Second, by logical extension, Israel is now claiming the right to stop, destroy or seize any ship in international waters if it deems it to be a threat to its security. If this sounds absurd, it is. It is also profoundly stupid. Even the US relunctantly demurred  (under President Bush no less) from stopping and boarding a North Korean ship in international waters despite the fact that evidence strongly pointed to the possibility that it was carrying weapons destined for some unsavoury characters in the Middle East.

Under the United Nations Convention on the Law of the Sea, Israel would only be entitled to stop ships within its territorial waters if they breached any of the restrictions to the right of innocent passage. Israel could make a legitimate argument if the attack occurred within its territorial waters where innocent passage rules apply, but it did not. Innocent passage is the right of all ships to engage in continuous and expeditious surface passage through the territorial sea and archipelagic waters of foreign coastal states in a manner not prejudicial to its peace, good order, or security. Just ask Argentina.

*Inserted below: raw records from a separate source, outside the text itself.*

PR #29941, opened 2026-08-27
fix(platform): wait for org role before revealing home layout

seven332:
## Summary

- keep the home bootstrap skeleton visible until the current organization role and its layout commit together
- preserve only the admin header spacer during later role refreshes while hiding authorization-dependent controls until the current role resolves
- make the Playwright coverage delay organization role and Slack status independently, and synchronize member layout assertions on the skeleton lifecycle

## Validation

- `pnpm format`
- `pnpm -F @okouai/app lint`
- `pnpm -F @okouai/app check-types`
- `pnpm -F @okouai/app exec vitest run src/views/okou-page/__tests__/home-growth-entry.test.tsx src/views/okou-page/__tests__/home-route.test.tsx --maxWorkers=1 --silent=passed-only` (21 tests)
- `pnpm knip`
- `pnpm check-types` (from `e2e/`)
- pre-commit hook: Prettier, Knip, full Turbo `check-types`, file-size check, and commitlint

## Exclusions

- The Playwright feature test was not run locally because its configuration targets an externally deployed environment that does not contain this branch; PR preview CI will exercise it against the submitted code.

Closes #29935

Issue #29935, opened 2026-08-27
bug(platform): prevent home layout shift while org role loads


seven332:
## Background

PR #29723 moved the home growth entry out of normal flow so delayed Slack status resolution would not shift the landing content. PR #29830 restored the established 56px desktop header offset by adding an admin-only `h-14` spacer.

The spacer is currently rendered only after the asynchronous organization role resolves. The landing content can render before that happens.

## Problem

On an admin home page, `/api/org` and `/api/integrations/slack` resolve independently. While `isOrgAdmin$` is still loading, `GrowthEntryHeader` returns `null`, so the desktop `main` element starts at `y = 0`. When the role resolves to `admin`, React inserts the 56px spacer and moves the already-visible landing content to `y = 56`.

This is both a user-visible layout shift and the cause of an intermittent Playwright failure:

```text
home content stays fixed while the growth entry loads
Expected: 56
Received: 0
```

The existing test delays Slack status but does not synchronize organization-role resolution. It therefore observes either side of the independent role-loading race.

## Reproduction

1. Open an authenticated admin chat home page at a desktop viewport.
2. Delay `GET /api/org` while allowing the landing content to render.
3. Observe that `main` is initially positioned at `y = 0`.
4. Resolve the organization response with `role: "admin"`.
5. Observe the 56px spacer appear and move `main` to `y = 56`.

The timing is intermittent in CI because the real organization request usually resolves before the first geometry measurement.

## Expected behavior

- The desktop admin landing content must not become visible at `y = 0` and later move to its established `y = 56` position.
- Delayed Slack status resolution must not change the landing-content geometry after the admin role is known.
- Desktop non-admin landing content must keep its established `y = 0` position.
- Mobile layout must remain unchanged.

## Acceptance criteria

- Add deterministic page-level coverage for a delayed organization-role response on the admin home page.
- Keep the existing delayed Slack-status coverage, but synchronize it with the organization-role boundary it assumes.
- Preserve the final desktop geometry for both admin (`y = 56`) and non-admin (`y = 0`) users.
- Avoid using cached or stale role data to guess authorization-dependent layout.
- Applicable formatting, lint, type, static-analysis, platform integration, and Playwright checks pass.

## Relevant files

- `turbo/apps/platform/src/views/okou-page/growth-entry.tsx`
- `turbo/apps/platform/src/signals/org.ts`
- `turbo/apps/platform/src/views/okou-page/agent-chat-page.tsx`
[...]

PR #30014, opened 2026-08-28
fix(platform): reserve growth entry space before loading

hulh122:
## Summary

- reserve the desktop 56px growth-entry slot from the first render, before organization role or Slack status resolves
- keep the actual growth controls admin-only and absolutely positioned, preserving the loaded composer position and mobile layout
- cover stable page geometry before role resolution, after role resolution, and after `Invite humans 🤝` appears

## Context

The existing spacer mounts only after `/api/org` resolves to an admin role. That moves the already-visible avatar, tagline, and composer from `y = 0` to `y = 56`.

This PR intentionally applies the newly selected invariant that every desktop role reserves the same slot. It is related to #29935 and the overlapping #29941, but has no merge-order dependency on that PR.

## Verification

- `npx --yes prettier@3.8.1 --check turbo/apps/platform/src/views/okou-page/growth-entry.tsx e2e/playwright/tests/chat.spec.ts`
- `cd e2e && npx --yes pnpm@10.33.4 check-types`
- `cd e2e/playwright && npx --yes pnpm@10.33.4 exec playwright test tests/chat.spec.ts --list` (22 tests discovered)
- `cd turbo && npx --yes pnpm@10.33.4 -F @okouai/app lint`
- `cd turbo && npx --yes pnpm@10.33.4 -F @okouai/app check-types`
- `cd turbo && npx --yes pnpm@10.33.4 -F @okouai/app exec vitest run src/views/okou-page/__tests__/home-growth-entry.test.tsx --maxWorkers=1 --silent=passed-only` (7 tests passed)
- `cd turbo && npx --yes pnpm@10.33.4 knip --workspace @okouai/app`

Local browser/E2E execution was not run because repository instructions prohibit starting a local dev server unless explicitly requested; the geometry regression runs in the PR pipeline.

### DIFF
--- a/e2e/playwright/tests/chat.spec.ts
+++ b/e2e/playwright/tests/chat.spec.ts
@@ -1249,12 +1249,28 @@ test("chat page displays tagline after onboarding", async ({ page }) => {
   });
 });
 
-test("home content stays fixed while the growth entry loads", async ({
+test("home content keeps its reserved offset while the growth entry loads", async ({
   page,
 }) => {
   await page.setViewportSize({ width: 1440, height: 900 });
+  const orgRequested = deferred();
+  const releaseOrg = deferred();
   const slackStatusRequested = deferred();
   const releaseSlackStatus = deferred();
+  await page.route(
+    (url) => url.pathname === "/api/org",
+    async (route) => {
+      if (route.request().method() !== "GET") {
+        await route.continue();
+        return;
+      }
+      orgRequested.resolve();
+      await releaseOrg.promise;
+      await route.fulfill({
+        json: { id: "org_admin", name: "Admin Org", role: "admin" },
+      });
+    },
+  );
   await page.route("**/api/integrations/slack", async (route) => {
     if (route.request().method() !== "GET") {
       await route.continue();
@@ -1284,7 +1300,7 @@ test("home content stays fixed while the growth entry loads", async ({
 
   await page.goto(appUrl);
   await page.waitForURL(/\/agents\/[^/]+\/chat\/?$/, { timeout: 30_000 });
-  await slackStatusRequested.promise;
+  await orgRequested.promise;
 
   const growthEntry = page.getByTestId("growth-entry");
   const main = page.locator("main");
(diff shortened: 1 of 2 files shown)


hulh122:
LGTM


PR_AUTO_REVIEW_COMMIT: f70f0e1e15fa706db41085ae8b7424406a6b7147
PR_AUTO_REVIEW_VERDICT: LGTM

### Summary

This change keeps the existing 56px desktop home offset after the admin growth entry resolves, but reserves it from the first render and for non-admin organizations as the selected invariant. The actual growth controls remain absolutely positioned and admin-only, while the unchanged `md:block` breakpoint preserves the existing mobile behavior. The Playwright regression test independently holds organization-role and Slack-status resolution and verifies that the main content and tagline do not move across either transition.

### Review Criteria

| Criterion | Source | Result | Evidence |
| --- | --- | --- | --- |
| Correctness, edge cases, and scope | `REVIEW.md` | Pass | The same `h-14` spacer remains in flow for the resolved admin state and is now unconditional on desktop; only the admin control remains conditional. Loading, admin, non-admin, and mobile breakpoint behavior are explicit. |
| Regression coverage for a fix | `REVIEW.md` | Pass | The browser test reproduces the layout before role resolution, after role resolution but before Slack resolution, and after the entry appears; a separate member-role case locks the chosen 56px invariant. |
| Type and implementation hygiene | `docs/bad-smell.md` | Pass | No casts, `any`, suppressions, dynamic imports, hardcoded configuration, or fallback paths are introduced. |
| External behavior and integration boundary | `docs/testing.md` | Pass | The test observes rendered DOM attachment and geometry through the real page while controlling only the HTTP dependency boundary. |
| Effect ownership and render purity | `docs/effect.md` | Pass | The production change is synchronous JSX composition only; it adds no effects, async execution, subscriptions, or lifecycle ownership. |
| Cache and resource lifecycle | `docs/cache.md` | Pass | No cache, ref, handler registration, or owned resource is added or changed. |
| ccstate usage | `.claude/skills/ccstate/SKILL.md` | Pass | The component continues to read the existing `isOrgAdmin$` loadable; no new signal, command, signal factory, or execution path is introduced. Unresolved role state now gates only the control, not page geometry. |
| Standard testing pattern | `docs/testing/patterns.md` | Pass | The regression is a page-level Playwright integration test and intercepts actual browser requests rather than mocking internal modules. |
| Testing anti-patterns | `docs/testing/anti-patterns.md` | Pass | Assertions cover the user-visible layout outcome across real async transitions; there are no internal mocks, fake timers, mock-call assertions, or CSS-class assertions. |

### Findings

#### Critical (P0)

- None.

#### High Priority (P1)

- None.

### Testing

- Coverage: Adequate. The regression test covers both async dependencies separately, the fully loaded admin state, and the non-admin desktop state.
- Conventions: Compliant. It tests browser-visible outcomes at the network boundary without introducing internal mocks or fake timers.
- CI: All currently published PR checks are successful or intentionally skipped, including lint, type checks, app tests, security scans, and the aggregate Turbo gate.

Israel has no legal justification for its actions in international waters regardless of the inane remarks of its Foreign Minister – the same man incidentally who deliberately and publically embarrassed the Turkish ambassador last year and who has continually rejected all attempts by third parties to help in resolving the Palestinian issue.

Israel has engaged on a policy of confrontation and defiance with its ever shrinking circle of friends and handing its enemies the moral high ground. In effectively severing military and economic ties with Turkey with this action (something the current Turkish government was uncomfortable with in the first place) it has put it security at risk. It has also handed the current Turkish government an election victory.

But, ultimately it is not the legal question that matters.  Time and time again, this Israeli government has exhibited a remarkable aptitude for taking the least desirable route.  Assassination in Dubai using stolen, non-Israeli passports; embarrassing the Vice President of the United States and the Turkish ambassador; defying international opinion by continuing construction of illegal settlements and evicting Palestinians; continuing an ineffective blocade of an entire city; and, rattling sabers at Iran in an attempt to draw the United States into another war.  It has attracted the condemnation of Europe - particularly the UK and France while Ireland may go as far as expelling the Israeli ambassador- and irretrievably damaged its relations with a rising, powerful Turkey.  NATO is now involved because a member state's ship was attacked. 

As a result, there will be no new sanctions imposed on Iran and the fact that the United States agreed to the resolution in the UN condemning Israel's actions and calling for a raising of the Gaza siege is unprecedented. Turkey is lost as an even reluctant ally. Egypt has elected to break the circle. Nation's are now weighing their strategic interests and not to the benifit of Israel. This is a game changer.
Legal or not, this latest event puts Israel more at risk than ever. Time for Netanyahu and his conservative friends to go before Israel does.